From a practical standpoint, the findings suggest that hospitals seeking to improve both patient experience and quality performance should not treat HCAHPS as a customer service exercise alone. Communication, especially nursing communication, may be part of a broader reliability infrastructure that affects patient understanding, escalation of concerns, discharge readiness, and confidence in care. Interventions such as structured interdisciplinary bedside rounding, teaching, empathy training, and standardized discharge communication may be reasonable targets, but future prospective studies are needed to determine whether improving these domains changes safety grade performance or simply reflects hospitals that are already performing well.

Finally, statistical significance should be interpreted alongside clinical importance. In large hospital level datasets, small differences can become statistically significant, especially when domain scores are highly correlated. The staffed bed association in this study, for example, was statistically significant but had little practical interpretability. Similarly, the negative physician communication result should be interpreted in the context of effect size, model structure, and external clinical knowledge [19].

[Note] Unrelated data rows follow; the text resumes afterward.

PR #1591, opened 2021-12-11
Added binary feature test

anmshkmr:


tests/ludwig/features/test_binary_feature.py
```diff
@@ -0,0 +1,26 @@
...
+import torch
+
+from ludwig.features.binary_feature import BinaryInputFeature
+
+SEQ_SIZE = 2
+BINARY_W_SIZE = 1
+
+
+@pytest.fixture(scope="module")
+def binary_config():
```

This study has several limitations. First, the cross-sectional, hospital level design precludes causal inference. The results cannot definitively establish that improved patient experience causes better Leapfrog grades or that safety grade performance causes better patient experience. Second, the analysis is ecological and hospital level averages cannot determine whether individual patients who reported better experiences received safer or higher quality care.

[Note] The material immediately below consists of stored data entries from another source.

PR #1592, opened 2021-12-11
Fix makedirs call to path_exists to pass url

amholler:
This defect was exposed from auto_train API saving to s3 the hyperparameter search results from ray on K8s cluster.


tgaddair (approved):
Good catch!

PR #1601, opened 2021-12-16
Added timeseries feature test

anmshkmr:


tests/ludwig/features/test_timeseries_feature.py
```diff
@@ -0,0 +1,36 @@
...
+        "embedding_size": EMBEDDING_SIZE,
+        "max_sequence_length": SEQ_SIZE,
+        "fc_size": 8,
+        "state_size": 8,
+        "num_filters": 8,
+        "hidden_size": 8,
+    }
+
+
+@pytest.mark.parametrize("encoder", ["rnn", "stacked_cnn", "parallel_cnn"])
```
justinxzhao, line 30: Instead of defining a list here, could we use `tests.integration_tests.utils.ENCODERS`?

anmshkmr: Not all encoders are needed for timeseries, correct?

justinxzhao: I'm not sure. Perhaps when we revamp the documentation, we should list the encoders that timeseries features use.

justinxzhao (approved):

Third, the public datasets did not provide sufficient patient level, community level, or hospital structural covariates to adjust for case mix, socioeconomic status, teaching status, ownership, system affiliation, payer mix, local post-acute care access, or neighborhood deprivation. Prior HCAHPS studies have shown that survey mode, patient mix, response rates, and hospital size can influence HCAHPS results [20,21]. Fourth, Leapfrog participation and reporting may introduce selection bias, and Leapfrog grades may not align perfectly with other hospital quality rating systems [1214]. In addition, although state-level HCAHPS variation was described, the multivariable model did not include state fixed effects; residual geographic confounding may remain. Fifth, the decision to dichotomize Leapfrog Grade A versus all other grades improves interpretability but loses ordinal information. The full grade distribution was therefore reported, and future analyses could consider ordinal or multinomial models if model assumptions and sample sizes are adequate. Sixth, HCAHPS domains are highly correlated, which can make multivariable coefficients sensitive to collinearity and suppressor effects. This is particularly relevant to the inverse doctor communication association. Finally, HCAHPS scores reflect patient reported experience, not direct measures of morbidity, mortality, adverse events, or clinical process adherence. Patient experience is an important component of quality, but it should be interpreted as complementary to, rather than interchangeable with, technical quality and safety measures.

Conclusions

In this national hospital level analysis, higher Leapfrog safety grades were generally associated with higher patient reported experience scores. In adjusted models, nurse communication and hospital recommendation were the most clinically interpretable HCAHPS domains associated with Leapfrog Grade A status. The inverse conditional association observed for doctor communication should be interpreted cautiously and should not be understood as evidence that physician communication is not important for patient safety. These findings support patient experience as a meaningful but imperfect complement to hospital safety metrics and underscore the need for a comprehensive dataset with benchmarks that rigorously captures both patient safety and satisfaction simultaneously.